### Assignment:
Which lines of the records below contain the word "filter"? Show each one.

### Listed entries:
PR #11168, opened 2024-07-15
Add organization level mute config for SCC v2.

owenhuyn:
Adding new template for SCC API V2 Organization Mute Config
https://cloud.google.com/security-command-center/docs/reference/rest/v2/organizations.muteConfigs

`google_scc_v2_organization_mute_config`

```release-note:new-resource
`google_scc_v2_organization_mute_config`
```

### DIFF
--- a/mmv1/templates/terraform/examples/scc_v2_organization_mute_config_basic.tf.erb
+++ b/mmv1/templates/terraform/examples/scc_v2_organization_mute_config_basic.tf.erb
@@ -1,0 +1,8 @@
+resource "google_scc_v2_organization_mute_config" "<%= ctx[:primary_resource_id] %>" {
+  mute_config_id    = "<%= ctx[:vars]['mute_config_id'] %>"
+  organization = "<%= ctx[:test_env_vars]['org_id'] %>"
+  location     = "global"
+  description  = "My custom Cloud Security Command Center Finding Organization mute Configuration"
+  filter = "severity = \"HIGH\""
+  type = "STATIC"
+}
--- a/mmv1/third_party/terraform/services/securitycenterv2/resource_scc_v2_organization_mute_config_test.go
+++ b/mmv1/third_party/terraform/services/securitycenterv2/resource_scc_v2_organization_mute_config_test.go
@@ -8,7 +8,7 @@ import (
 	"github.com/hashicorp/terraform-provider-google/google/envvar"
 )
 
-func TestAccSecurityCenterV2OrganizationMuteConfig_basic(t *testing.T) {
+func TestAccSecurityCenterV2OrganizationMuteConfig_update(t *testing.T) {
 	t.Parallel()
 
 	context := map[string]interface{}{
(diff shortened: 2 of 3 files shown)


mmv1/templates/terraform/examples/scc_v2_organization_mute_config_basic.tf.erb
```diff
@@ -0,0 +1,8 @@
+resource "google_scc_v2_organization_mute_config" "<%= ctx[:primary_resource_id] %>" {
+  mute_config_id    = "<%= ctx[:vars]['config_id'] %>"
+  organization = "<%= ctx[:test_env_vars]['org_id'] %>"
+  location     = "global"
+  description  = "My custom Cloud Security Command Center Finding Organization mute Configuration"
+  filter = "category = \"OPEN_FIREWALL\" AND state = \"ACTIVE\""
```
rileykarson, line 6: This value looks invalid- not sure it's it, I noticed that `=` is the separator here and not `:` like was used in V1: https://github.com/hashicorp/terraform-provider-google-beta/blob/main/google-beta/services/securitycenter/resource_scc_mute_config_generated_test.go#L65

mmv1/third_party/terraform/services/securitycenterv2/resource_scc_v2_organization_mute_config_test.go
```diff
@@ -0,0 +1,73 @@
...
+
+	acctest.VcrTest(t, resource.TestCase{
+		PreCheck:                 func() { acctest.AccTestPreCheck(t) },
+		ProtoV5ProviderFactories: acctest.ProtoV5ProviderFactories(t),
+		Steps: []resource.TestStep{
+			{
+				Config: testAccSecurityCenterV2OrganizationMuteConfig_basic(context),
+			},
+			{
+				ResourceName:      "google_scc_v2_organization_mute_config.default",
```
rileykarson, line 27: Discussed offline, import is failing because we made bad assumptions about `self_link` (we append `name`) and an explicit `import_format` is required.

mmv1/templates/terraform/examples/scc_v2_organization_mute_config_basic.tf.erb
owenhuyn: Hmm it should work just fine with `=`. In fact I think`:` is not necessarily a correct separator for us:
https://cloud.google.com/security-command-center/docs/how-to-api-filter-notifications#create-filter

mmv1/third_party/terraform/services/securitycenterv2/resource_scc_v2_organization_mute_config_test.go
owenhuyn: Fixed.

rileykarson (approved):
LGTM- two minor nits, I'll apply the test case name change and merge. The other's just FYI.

---

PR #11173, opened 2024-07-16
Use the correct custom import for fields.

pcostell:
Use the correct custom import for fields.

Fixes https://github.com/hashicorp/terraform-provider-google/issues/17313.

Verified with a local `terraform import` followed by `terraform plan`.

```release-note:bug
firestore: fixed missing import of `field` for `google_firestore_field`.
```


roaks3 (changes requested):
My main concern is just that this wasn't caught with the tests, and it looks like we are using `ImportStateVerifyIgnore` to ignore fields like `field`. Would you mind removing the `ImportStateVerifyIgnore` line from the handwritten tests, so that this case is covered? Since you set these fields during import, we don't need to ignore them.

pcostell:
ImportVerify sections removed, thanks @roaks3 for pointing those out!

### Answer to the problem:
+  filter = "severity = \"HIGH\""
+  filter = "category = \"OPEN_FIREWALL\" AND state = \"ACTIVE\""
https://cloud.google.com/security-command-center/docs/how-to-api-filter-notifications#create-filter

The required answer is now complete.